Data segment Block Start

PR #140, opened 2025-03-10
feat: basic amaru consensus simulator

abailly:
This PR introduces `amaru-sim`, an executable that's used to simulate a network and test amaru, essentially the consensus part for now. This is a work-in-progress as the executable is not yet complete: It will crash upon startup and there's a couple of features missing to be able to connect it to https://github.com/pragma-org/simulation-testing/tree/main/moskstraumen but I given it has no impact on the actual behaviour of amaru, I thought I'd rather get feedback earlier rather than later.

Data segment Block End

## Task brief
Of all the lines in the data above, show only those that hold the word "amaru".

## Result of this task
feat: basic amaru consensus simulator
This PR introduces `amaru-sim`, an executable that's used to simulate a network and test amaru, essentially the consensus part for now. This is a work-in-progress as the executable is not yet complete: It will crash upon startup and there's a couple of features missing to be able to connect it to https://github.com/pragma-org/simulation-testing/tree/main/moskstraumen but I given it has no impact on the actual behaviour of amaru, I thought I'd rather get feedback earlier rather than later.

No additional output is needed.